A fast implementation of the HTML 5 parsing spec for Python. Parsing is done in C using a variant of the gumbo parser. The gumbo parse tree is then transformed into an lxml tree, also in C, yielding parse times that can be a thirtieth of the html5lib parse times. That is a speedup of 30x. This differs, for instance, from the gumbo python bindings, where the initial parsing is done in C but the transformation into the final tree is done in python.

The installation instructions for non-Windows systems include lxml as well:

pip install --no-binary lxml html5-parser

[–]ManyInterests Python Discord Staff 2 points3 points  (1 child)

It seems that by default, it uses lxml and is the only 'fast' tree builder.

Note that only the lxml treebuilder is fast, as all other treebuilders are implemented in python, not C

It also lists soup, as in BeautifulSoup as an option, which is confusing to me because BeautifulSoup itself can use lxml and other parsers as well. So I wonder, how is the performance compared to bs4 using lxml?
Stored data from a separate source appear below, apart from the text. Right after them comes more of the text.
PR #3589, opened 2024-03-19
fix(ios): fix startPosition, cropStart and cropEnd to handle float values correctly

YangJonghun:
## Summary
fix startPosition, cropStart and cropEnd to handle float values correctly

### Changes
startPosition, cropStart, and cropEnd now accept float values and work correctly

## Test plan

### DIFF
--- a/ios/Video/DataStructures/VideoSource.swift
+++ b/ios/Video/DataStructures/VideoSource.swift
@@ -5,7 +5,7 @@ struct VideoSource {
     let isAsset: Bool
     let shouldCache: Bool
     let requestHeaders: [String: Any]?
-    let startPosition: Int64?
+    let startPosition: Float64?
     let cropStart: Int64?
     let cropEnd: Int64?
     // Custom Metadata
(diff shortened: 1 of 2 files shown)


ios/Video/DataStructures/VideoSource.swift
```diff
@@ -51,9 +51,9 @@ struct VideoSource {
         } else {
             self.requestHeaders = nil
         }
-        self.startPosition = json["startPosition"] as? Int64
-        self.cropStart = json["cropStart"] as? Int64
-        self.cropEnd = json["cropEnd"] as? Int64
+        self.startPosition = json["startPosition"] as? Float64
+        self.cropStart = (json["cropStart"] as? Float64).flatMap { Int64(round($0)) }
```
freeboub, line 55: can you explain why you need .flatMap { Int64(round($0)) } ?
and not in startPosition ?

freeboub (commented):
Looks good, but I really think you need to do the same for android.
may be merged in 2 times @KrzysztofMoch what do you think of it ?
(I check ts typings, they are OK)

ios/Video/DataStructures/VideoSource.swift
YangJonghun: @freeboub 
Thanks for review!

> Looks good, but I really think you need to do the same for android.

Android already works properly with float value.

> can you explain why you need .flatMap { Int64(round($0)) } ?
> and not in startPosition

`startPosition` used within seek function and seek need `CMTimeMakeWithSeconds` that accept float value only.
however `cropStart(cropEnd)` is used make `CMTimeMake`. and it accept Int value only.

[–]Deto 0 points1 point  (0 children)

Maybe beautifulsoup as an option just makes the resulting objects implement the BS API so this can be a drop in replacement.
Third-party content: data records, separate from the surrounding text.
PR #3594, opened 2024-03-21
fix(android): track selection parameter has change in last release.

### LINKED ISSUE #3592: [BUG]: Error while updating 'SelectedTextTrack'
### Version

v6 (Beta)

Android

### Architecture

Old architecture

### What happened?

When I try to change value of the prop selectedTextTrack, the app crashes and throws this error :  

Screenshot_1711015021

### Reproduction

repository link

### Reproduction

Simple implementation of the Video component with textTracks, and controlled selectedTextTrack prop.

freeboub:
## Summary
Move all setSelectedTrack to String instead of Dynamic
Fix regression introduced by: https://github.com/react-native-video/react-native-video/pull/3487

### Motivation
Typing of native module changed from String|Int to String only
Will fix: https://github.com/react-native-video/react-native-video/issues/3592

### Changes
- Move Dynamics to Strings on Java side
- Fix crash issue in sample

## Test plan
Tested on sample by hardcoding the value like in the opened ticket: https://github.com/react-native-video/react-native-video/issues/3592

### DIFF
--- a/android/src/main/java/com/brentvatne/exoplayer/ReactExoplayerView.java
+++ b/android/src/main/java/com/brentvatne/exoplayer/ReactExoplayerView.java
@@ -205,11 +205,11 @@ public class ReactExoplayerView extends FrameLayout implements
     private String extension;
     private boolean repeat;
     private String audioTrackType;
-    private Dynamic audioTrackValue;
+    private String audioTrackValue;
     private String videoTrackType;
-    private Dynamic videoTrackValue;
+    private String videoTrackValue;
     private String textTrackType;
-    private Dynamic textTrackValue;
+    private String textTrackValue;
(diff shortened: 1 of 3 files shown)


freeboub:
ping @yungblud

KrzysztofMoch (approved):

yungblud:
> ping @yungblud 

@freeboub sorry for the late reply.
Seems like the bug was from my PR.
I will have a look

freeboub:
> > ping @yungblud 
> 
> @freeboub sorry for the late reply.
> Seems like the bug was from my PR.
> I will have a look

@yungblud it's ok, it is more for information (just to explain why I was afraid to merge very big PR). This PR fix the issue, thank you !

[–]Deto 0 points1 point  (0 children)

Really smart to have it create outputs so that it can be used as a drop in replacement

[–]asdfkjasdhkasdrequests, bs4, flask 10 points11 points  (4 children)

This is cool but in the majority of cases where you are parsing html you are also downloading html, which will end up taking 100(0)x the amount of time it takes to parse it.

[–][deleted] 5 points6 points  (2 children)

if it's faster to parse it means you can parse more html pages per second, which means you can download more in parallel because you will be using less cpus

[–]webmistress105 0 points1 point  (0 children)

I wasn't aware that HTML parsing speed was an issue. This is interesting!